## Problem requirements
When a line of the records contains "github", copy it.

=== Data to examine ===

PR #4114, opened 2026-02-25
Composable Configs

KamaleiZestri:
## Type of Change
- [X] New feature
- [ ] Bug fix
- [ ] Documentation update
- [ ] UI/UX improvement

## Description

This PR allows for the .json files in `config` to be seperated out into multiple files and joined under the `config/FOLDERNAME` name at compilation.

These .json files could be seperated out into categories(like [applications here](https://github.com/KamaleiZestri/winutil/tree/compose-examples/config/applications)), into individual files (as shown by [tweaks/services.json](https://github.com/KamaleiZestri/winutil/tree/compose-examples/config/tweaks) here), or just left whole like dns.json.

Also individual .json files can be excluded from the resulting `winutil.ps1` at compile. For example `./compile.ps1 -Exclude "browsers.json,advancedtweaks.json"`.


KamaleiZestri:
Ran a python script to split up applications. It didn't work for tweaks or features though because they include non-standard json.

```python
import json
import os

def split(fileName:str):
    seperations = {}
    folderName = fileName.split(".")[0]
    if not os.path.exists(folderName):
        os.makedirs(folderName)

    with open(fileName, "r") as file:
        loadedJson = json.load(file)
        for key, value in loadedJson.items():
            category = value["category"]
            if not category in seperations.keys():
                seperations[category] = {}
            seperations[category].update({key:value})

    for key,value in seperations.items():
        prettyKey = key.replace(" ","").lower()
        with open (f"{folderName}/{prettyKey}.json", "w", encoding="utf-8") as out:
            json.dump(value,out,indent=3)


split("applications.json")
# split("tweaks.json")
# split("feature.json")

```

ghost:
i think this is unnecessary, also your Complie & Check are failing

KamaleiZestri:
> i think this is unnecessary, also your Complie & Check are failing

Fair, I see how this could be more work than good. It would be useful for something like seperate compiles for each language. No hard feelings if this is just closed as an unneeded feature though.

As for the test failing, I will look into that. It is successfully compiling on my local machine.

ghost:
> > i think this is unnecessary, also your Complie & Check are failing
> 
> Fair, I see how this could be more work than good. It would be useful for something like seperate compiles for each language. No hard feelings if this is just closed as an unneeded feature though.
> 
> As for the test failing, I will look into that. It is successfully compiling on my local machine.

ye no hard fellings

ChrisTitusTech:
But why? 

This would make searching worse and the files aren't very big.

Issue #4155, opened 2026-03-04
Standardize JSON files


ChrisTitusTech:
#### Re-work the json files to get away from invoke scripts. Example of a snippet that would need to be changed.

```
"WPFToggleDarkMode": {
    "Content": "Dark Theme for Windows",
    "Description": "Enable/Disable Dark Mode.",
    "category": "Customize Preferences",
    "panel": "2",
    "Type": "Toggle",
##############THIS IS GOOD#############
    "registry": [
      {
        "Path": "HKCU:\\SOFTWARE\\Microsoft\\Windows\\CurrentVersion\\Themes\\Personalize",
        "Name": "AppsUseLightTheme",
        "Value": "0",
        "Type": "DWord",
        "OriginalValue": "1",
        "DefaultState": "false"
      },
      {
        "Path": "HKCU:\\SOFTWARE\\Microsoft\\Windows\\CurrentVersion\\Themes\\Personalize",
        "Name": "SystemUsesLightTheme",
        "Value": "0",
        "Type": "DWord",
        "OriginalValue": "1",
        "DefaultState": "false"
      }
    ],
###############THIS NEEDS TO BE ACCOUNTED FOR OR CODED AROUND##########
    "InvokeScript": [
      "
      Invoke-WinUtilExplorerUpdate
      if ($sync.ThemeButton.Content -eq [char]0xF08C) {
        Invoke-WinutilThemeChange -theme \"Auto\"
      }
      "
    ],
    "UndoScript": [
      "
      Invoke-WinUtilExplorerUpdate
      if ($sync.ThemeButton.Content -eq [char]0xF08C) {
        Invoke-WinutilThemeChange -theme \"Auto\"
      }
      "
    ],
    "link": "https://winutil.christitus.com/dev/tweaks/customize-preferences/darkmode"
  },
```

This would allow for other apps to easily use these tweaks without the PowerShell dependency.

ghost:
This is a better example
```powershell
  "WPFTweaksRemoveHome": {
    "Content": "Remove Home from Explorer",
    "Description": "Removes the Home from Explorer and sets This PC as default.",
    "category": "z__Advanced Tweaks - CAUTION",
    "panel": "1",
    "InvokeScript": [
      "
[...]

PR #4161, opened 2026-03-06
Update Bing Search Toggle in tweaks.json

cpb34:
## Type of Change
- [ ] New feature
- [X] Bug fix
- [X] Documentation update
- [ ] UI/UX improvement

## Description

Added an UndoScript in WPFToggleBingSearch that removes the DWORD CortanaConsent if it exists in HKCU:\Software\Microsoft\Windows\CurrentVersion\Search.

When CortanaConsent is set to 1 in Windows 11, Bing Search may be enabled even when the DWORD BingSearchEnabled is set to 0. CortanaConsent only exists when a Windows 10 PC consented to Cortana and later migrated to Windows 11; a fresh Windows 11 installation does not include CortanaConsent and the script otherwise works in Windows 10 even with CortanaConsent set to 1.

The images below were taken after refreshing Windows Explorer and the Registry Editor.

Without CortanaConsent removal (live internet build)
winutil without CortanaConsent removal
With CortanaConsent removal (local compiled build)
winutil with CortanaConsent removal

### DIFF
--- a/docs/content/dev/tweaks/Customize-Preferences/BingSearch.md
+++ b/docs/content/dev/tweaks/Customize-Preferences/BingSearch.md
@@ -20,6 +20,15 @@ description: ""
         "DefaultState": "true"
       }
     ],
+    "UndoScript": [
+      "
+      $SearchPath = Get-Item -Path 'HKCU:\\Software\\Microsoft\\Windows\\CurrentVersion\\Search'
+
+      If ($SearchPath.GetValue('CortanaConsent') -ne $null) {
+        Remove-ItemProperty -Path 'HKCU:\\Software\\Microsoft\\Windows\\CurrentVersion\\Search' -Name 'CortanaConsent'
+      }
+      "
+    ],
 ```
 
 ## Registry Changes


cpb34:
Apologies, I just read issue [#4155](https://github.com/ChrisTitusTech/winutil/issues/4155) after I submitted the pull request. I used a script since the end result removes the edge case while retaining what the registry structure should be; the standardized fix adds a DWORD that nearly every PC is perfectly fine without. If I had noticed the request for standardization, I would have submitted the following code.

This adds CortanaConsent if it doesn't exist and sets it as 0 or 1 depending on the toggle state. It has been tested the same as the code submitted in the pull request.

```
"registry": [
      {
        "Path": "HKCU:\\Software\\Microsoft\\Windows\\CurrentVersion\\Search",
        "Name": "BingSearchEnabled",
        "Value": "1",
        "Type": "DWord",
        "OriginalValue": "0",
        "DefaultState": "true"
      },
      {
        "Path": "HKCU:\\Software\\Microsoft\\Windows\\CurrentVersion\\Search",
        "Name": "CortanaConsent",
        "Value": "1",
        "Type": "DWord",
        "OriginalValue": "0",
        "DefaultState": "true"
      }
],
```

ghost:
You dont need to update the `BingSearch.md` file it well automaticly update, 

### Also the undo script wont run if there is no InvokeScript,

And there is no reason to use a if statment there because winutil wont report an error anyway

cpb34:
> You dont need to update the `BingSearch.md` file it well automaticly update,
> 
> ### Also the undo script wont run if there is no InvokeScript,
> And there is no reason to use a if statment there because winutil wont report an error anyway

Not true; the UndoScript is firing when toggled off and it is not fired when toggled on. Those screenshots are the results of the exact changes submitted.

About the errors, there was an error thrown in the CTT Powershell window while testing a different method regarding CortanaConsent not existing. Either way, not executing after an if statement is false is better in my opinion than silently failing. If you like the silent fail route more, the following script can be adapted for the winutil.

Remove-ItemProperty -Path "HKCU:\Software\Microsoft\Windows\CurrentVersion\Search" -Name "CortanaConsent" -ErrorAction SilentlyContinue

Thanks for letting me know about BingSearch.md automatically updating. Later today if this PR isn't closed, I'll come back and submit a new standardized fix with test screenshots.

ghost:
> > You dont need to update the `BingSearch.md` file it well automaticly update,
> > ### Also the undo script wont run if there is no InvokeScript,
> > And there is no reason to use a if statment there because winutil wont report an error anyway
> 
> Not true; the UndoScript is firing when toggled off and it is not fired when toggled on. Those screenshots are the results of the exact changes submitted.
> 
> About the errors, there was an error thrown in the CTT Powershell window while testing a different method regarding CortanaConsent not existing. Either way, not executing after an if statement is false is better in my opinion than silently failing. If you like the silent fail route more, the following script can be adapted for the winutil.
> 
> Remove-ItemProperty -Path "HKCU:\Software\Microsoft\Windows\CurrentVersion\Search" -Name "CortanaConsent" -ErrorAction SilentlyContinue
> 
> Thanks for letting me know about BingSearch.md automatically updating. Later today if this PR isn't closed, I'll come back and submit a new standardized fix with test screenshots.

okay but why add remove CortanaConsent when doing a undo?

jnsh-rf:
If I understood correctly, currently the tweak has an edge case when upgraded from Win10 to 11, which is:

- clean installs of Win11 would have only the reg key that the tweak in main branch changes - in that case, it works as intended;
- those migrated/"upgraded" from win10 may have reg key that this PR accounts for;
- Win11 works fine without it, but when detected, it either overrides it, treats it with higher priority, or have presedence over reg key in tweak, or something like that;
- when `BingSearchEnabled` is set to 1 toggle shows "enabled" and from a user perspective, it works as intended, but when this key is present and `BingSearchEnabled` is set to 0, the toggle will show "disabled", while it's not. If not present, both states of toggle works as intended;
- as lack of `CortanaConsent` does not have a negative effect on OS itself, it existing when  `BingSearchEnabled` = 1 does not matter, but when = 0, it must be removed for the toggle to report proper state of Bing search.

So, setting the Invoke is not needed. Undo simply can remove it, and when user re-enables Bing search, it will work as it would on clean install.

Did I get it right?

ghost:
> If I understood correctly, currently the tweak has an edge case when upgraded from Win10 to 11, which is:
> 
> * clean installs of Win11 would have only the reg key that the tweak in main branch changes - in that case, it works as intended;
> * those migrated/"upgraded" from win10 may have reg key that this PR accounts for;
> * Win11 works fine without it, but when detected, it either overrides it, treats it with higher priority, or have presedence over reg key in tweak, or something like that;
> * when `BingSearchEnabled` is set to 1 toggle shows "enabled" and from a user perspective, it works as intended, but when this key is present and `BingSearchEnabled` is set to 0, the toggle will show "disabled", while it's not. If not present, both states of toggle works as intended;
> * as lack of `CortanaConsent` does not have a negative effect on OS itself, it existing when  `BingSearchEnabled` = 1 does not matter, but when = 0, it must be removed for the toggle to report proper state of Bing search.
> 
> So, setting the Invoke is not needed. Undo simply can remove it, and when user re-enables Bing search, it will work as it would on clean install.
> 
> Did I get it right?

oh i just remebered this is a toggle so the undo makes sense lol

and yes this pr make sense

cpb34:
> If I understood correctly, currently the tweak has an edge case when upgraded from Win10 to 11, which is:
> 
> * clean installs of Win11 would have only the reg key that the tweak in main branch changes - in that case, it works as intended;
> * those migrated/"upgraded" from win10 may have reg key that this PR accounts for;
> * Win11 works fine without it, but when detected, it either overrides it, treats it with higher priority, or have presedence over reg key in tweak, or something like that;
> * when `BingSearchEnabled` is set to 1 toggle shows "enabled" and from a user perspective, it works as intended, but when this key is present and `BingSearchEnabled` is set to 0, the toggle will show "disabled", while it's not. If not present, both states of toggle works as intended;
> * as lack of `CortanaConsent` does not have a negative effect on OS itself, it existing when  `BingSearchEnabled` = 1 does not matter, but when = 0, it must be removed for the toggle to report proper state of Bing search.
> 
> So, setting the Invoke is not needed. Undo simply can remove it, and when user re-enables Bing search, it will work as it would on clean install.
> 
> Did I get it right?

All of that is correct other than the fourth bullet. It's while `CortanaConsent` is set to 1 where the Bing Search toggle is off but Bing Search is still enabled. `CortanaConsent` existing as 0 has the same effect as if `CortanaConsent` is not present at all. Once removed, the computer functions as a clean install would, exactly.

If the target behavior is that of a clean install, the PR achieves that. If it's more important for the code to be standardized, adding `CortanaConsent` as a toggle the same as `BingSearchEnabled`, as shown above, is the better route.

Thanks for verifying! It's a pretty common issue to see in the repair shop I work at; I just had to manually modify the Registry for a PC that came in 5 minutes ago too 😅

Also, thanks Chris for updating the offline EXE wrapper! It's awesome to see and I'll make sure to toss a few dollars toward the project when I get around to it.

ghost:
> I'm going to be revamping the way we remove registry values and essentially getting rid of all these independent invoke scripts in winutil. Stay tuned, I'm going to leave the PR open while I add tooling to make this type of thing easier.

I would love to see it, are you going to work on it in the next stream?

cpb34:
> > I'm going to be revamping the way we remove registry values and essentially getting rid of all these independent invoke scripts in winutil. Stay tuned, I'm going to leave the PR open while I add tooling to make this type of thing easier.
> 
> I would love to see it, are you going to work on it in the next stream?

+1. Excited to see what comes of this.

ChrisTitusTech:
Windows 10 is EOL and the only registry keys are from Win10 systems and Win10 system that were upgraded.

cpb34:
> Windows 10 is EOL and the only registry keys are from Win10 systems and Win10 system that were upgraded.

The commit fixes broken behavior only on Windows 11, not 10. I know W10 is EOL, but as it stands, winutil will be broken for anyone who clicked OK to installing Windows 11 from the Windows 10 update screen. That's a lot of people and I've seen it in this state dozens of times.

PR #4268, opened 2026-03-27
Make Auto Elevate auto close the non elevated powershell window

GabiNun2:
## Type of Change
- [x] New feature
- [ ] Bug fix
- [ ] Documentation update
- [ ] UI/UX improvement

## Description

Closing the window after it self-elevates is more logical.

I also removed the `Write-Host` statement, since the user would not see the message anyway because the PowerShell window closes.
## Issue related to PR

- Resolves #


ghost:
it dosen't work

PR #4270, opened 2026-03-27
Remove the annoying install/uninstall pop out

GabiNun2:
## Description  
Removes the install/uninstall pop out that is unneeded

WinUtil Blocking Overlay

## Reason for Removal  
- The progress indication is frequently inaccurate and does not represent real task status.  
- It duplicates existing feedback already visible in the terminal window.  
- It negatively impacts usability by locking the interface without providing meaningful value.


ChrisTitusTech (changes requested):
Need something for fullscreen users that notifies them of what is happening. 
Most users do not check terminal output.

PR #103, opened 2020-05-14
Feature/vectorized multithreshold fxn

Tobi-Alonso:
Speed-up of Multithreshold function using numpy vector operations.
Previous implementation of Multithreshold is now used to test the vectorized one using a random input and fixed thresholds.

Passing test inside of finn's docker:
- `python setup.py test --addopts "-k test_multi_thresholding.py"`

### DIFF
--- a/src/finn/custom_op/multithreshold.py
+++ b/src/finn/custom_op/multithreshold.py
@@ -33,16 +33,6 @@ from finn.core.datatype import DataType
 from finn.custom_op import CustomOp
 
 
-def compare(x, y):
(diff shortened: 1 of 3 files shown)


maltanar:
Thanks Tobi! Recording the speed-up from the vectorized multithreshold op here for reference:

```
Input tensor is (1, 256, 64, 64), threshold tensor is (1, 6)
Runtime non-vectorized:  14.160313844680786 s
Runtime vectorized:  0.03505516052246094 s
Speed-up:  403.94377414440396
```

PR #104, opened 2020-05-14
Changed how pyverilator is called, to support Vivado 2019.2

### LINKED ISSUE #89: rtlsim fails when using Vivado 2019.2

quetric:
This enables rtlsim with Vivado 2019.2 and fixes #89 

@maltanar I checked against several of the tests for dataflow ops (fclayer, maxpool, slidingwindow) and these pass. However, any block design TCLs which had been exported from Vivado 2019.1 may not work in 2019.2 and will need to be re-exported or modified. Any such cases should be picked up by deployment tests and I can fix the problematic TCLs if you point me to them.

### DIFF
--- a/docker/Dockerfile.finn_ci
+++ b/docker/Dockerfile.finn_ci
@@ -73,6 +73,8 @@ RUN mkdir -p $VIVADO_IP_CACHE
 WORKDIR /workspace/finn
 
 COPY finn_entrypoint.sh /usr/local/bin/
+COPY quicktest.sh /usr/local/bin/
 RUN chmod 755 /usr/local/bin/finn_entrypoint.sh
+RUN chmod 755 /usr/local/bin/quicktest.sh
 ENTRYPOINT ["finn_entrypoint.sh"]
 CMD ["bash"]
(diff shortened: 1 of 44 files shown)


maltanar:
I've made some minor changes (HLSCustomOp methods to get list of verilog files and paths, support for multiple files for IP stitched rtlsim) and was able to get rtlsim for test_end2end_tfc_w1a1_verify* tests using Vivado 2019.2. However, as expected PYNQ shell related transformations fail, since the .tcl scripts are all Vivado 2019.1.

I've verified that the PR doesn't break the end2end flows using 2019.1 so merging this in to start making 2019.2 support possible. There are more issues to be sorted (relating to PYNQ shell and possibly resource annotation passes) before FINN "officially" moves 2019.2 though.

PR #107, opened 2020-05-14
Implemented LabelSelect (TopK) HLS Op

### LINKED ISSUE #74: Add HLSCustomOp for LabelSelect_Batch

quetric:
Fixes #74 

Added a utility function to test.py as it will probably be useful in multiple tests.


maltanar:
Thanks Lucian. I've added assertions into the op so that those known-failing combinations are not used, and opened issue #116 to track this.

PR #110, opened 2020-05-15
transform that moves scalar linear operations past eltwise add

quetric:
… eltwise add


maltanar:
Thanks! Added an extra check in MoveScalarLinearPastEltwiseAdd to make sure the parameter tensors are scalars (the Add/Mul op itself does not guarantee this) and skip otherwise. This is probably too conservative, should be possible to extend to 1D mul/adds as needed.

PR #111, opened 2020-05-15
Added Addstreams HLS Op

quetric:
Required for elementwise addition


src/finn/custom_op/fpgadataflow/__init__.py
```diff
@@ -336,7 +336,7 @@ def toggle_clk(self, sim):
         sim.io.ap_clk = 1
         sim.io.ap_clk = 0
 
-    def rtlsim(self, sim, inp):
+    def rtlsim(self, sim, inp, inp2=None):
```
maltanar, line 339: once we have rtlsim infra that supports multiple inputs/outputs this should be updated, keeping it as is for now

PR #113, opened 2020-05-18
Feature/linear reorder for residual

Tobi-Alonso:
Depends on : #112  (first 2 commits)

Add checks in reorder transforms so they only apply changes in linear segments of graphs.
The same checks is used in all the transforms. Check that:
- neither of the nodes to swap were merging to branches
- there was no fork between those nodes

For this the helper functions is_fork_node and is_join_node were added to ModelWrapper.

Test cases added.

### DIFF
--- a/src/finn/core/modelwrapper.py
+++ b/src/finn/core/modelwrapper.py
@@ -328,6 +328,22 @@ class ModelWrapper:
         else:
             return None
 
+    def is_fork_node(self, node):
+        """Checks if the given node is a fork, that is, the node has multiple
+        direct successors"""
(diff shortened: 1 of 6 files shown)


maltanar:
Thanks Tobi, looks good. One thing that came to mind reviewing this was how the `is_join_node` is currently implemented. In ONNX there are two ways to specify constants, one with initializers (which FINN adopts) and one using `Constant` nodes to actually produce the constant. The current way of checking the direct predecessors will work when using the initializer method we adopt, but it will fail for any graphs that use `Constant` nodes. I'll open a separate issue about checking for `Constant` nodes.

PR #118, opened 2020-05-19
Feature/dupstreams batch

quetric:
Implements a HLS op for duplicating streams, useful for nonlinear topologies.

Yaman, with the addition of rtlsim_multi_io, I could modify the addstreams_batch code to use that and revert rtlsim to its original form (single input). Let me know what you prefer.


maltanar:
Thanks Lucian, I've moved the rtlsim_multi_io int utils. I'll merge this as-is for now and open a separate issue to migrate all HLSCustomOps to use rtlsim_multi_io so that we can get rid of the other variants.

PR #130, opened 2020-05-22
Feature/sort graph

Tobi-Alonso:
## Solves
Adds Transform to sort graphs topologically 

## Dependencies
- new package dep:  toposort  (tested with version 1.5)

## Test
transformation/test_sort_graph.py
  - if run as main does a performance test 

## Notes
- Small change to find_producer that should make it run twice as fast on average

### DIFF
--- a/requirements.txt
+++ b/requirements.txt
@@ -8,4 +8,5 @@ pre-commit
 pyverilator
 scipy
 sphinx
+toposort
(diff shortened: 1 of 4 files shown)


Tobi-Alonso:
Tests Fail because of new package dependency: toposort

Issue #123, opened 2020-05-20
New transformation: maxpool past multithreshols


Tobi-Alonso:
Maxpool can be moved past a multithreshold. As the bit width after a Multithreshold would be smaller, maxpool comparisons would require less hardware and potentially reduce the critical path of maxpool. 

Also, often, before a maxpool, there is a conv. by moving the maxpool past the multithreshold, conv and MT can be implemented with the mvau

maltanar:
This is provided by MoveMaxPoolPastMultiThreshold in https://github.com/Xilinx/finn/blob/dev/src/finn/transformation/streamline/reorder.py

PR #131, opened 2020-05-22
Feature/move max pool past multi threshold

Tobi-Alonso:
## Solves
Issue #123 
## Dependencies
PR #127 

## Test
  - transformation/ test_move_maxpool_past_multithreshold.py

## Notes
I think there may be problems if the output of the multithreshold is signed and the maxpool performs zero padding.
For this reason I'm checking the multithreshold attribute "out_dtype" to see if it is "UINTX".
May be out_bias should be check instead

onnx exection doesn't show there is a problem. I enter a matrix full of "-1" to a maxpool layer with padding and using onnxruntime to execute the node returns a matrix full of "-1". I would've expected zeros on the boarders

### DIFF
--- a/.gitignore
+++ b/.gitignore
@@ -78,3 +78,6 @@ MANIFEST
 
 # Jenkins cfg dir
 /docker/jenkins_home
+
+# SSH key dir mounted into Docker
+/ssh_keys/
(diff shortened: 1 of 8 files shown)


maltanar:
Thanks Tobi. (MaxPool, MultiThreshold) reordering is an important transform and there are some tricky cases so I made a few changes here:

* use our built-in methods to check for signed/unsigned activation (DataType.signed())
* check for presence of padding as well as signed act before skipping. we do want reordering to happen for e.g. MaxPool with no padding -> bipolar MT
* check for non-decreasing thresholds and non-negative out_scale in MT, otherwise reordering won't work

PR #137, opened 2020-05-28
Feature/update to latest finn hlslib

auphelia:
Update finn to latest finn-hlslib commit version by adding resource type to ConvolutionInputGenerator and changing the format of saving weights for streaming MVAU (FCLayer in decoupled mode).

===

## Result of this exercise
These .json files could be seperated out into categories(like [applications here](https://github.com/KamaleiZestri/winutil/tree/compose-examples/config/applications)), into individual files (as shown by [tweaks/services.json](https://github.com/KamaleiZestri/winutil/tree/compose-examples/config/tweaks) here), or just left whole like dns.json.
Apologies, I just read issue [#4155](https://github.com/ChrisTitusTech/winutil/issues/4155) after I submitted the pull request. I used a script since the end result removes the edge case while retaining what the registry structure should be; the standardized fix adds a DWORD that nearly every PC is perfectly fine without. If I had noticed the request for standardization, I would have submitted the following code.
This is provided by MoveMaxPoolPastMultiThreshold in https://github.com/Xilinx/finn/blob/dev/src/finn/transformation/streamline/reorder.py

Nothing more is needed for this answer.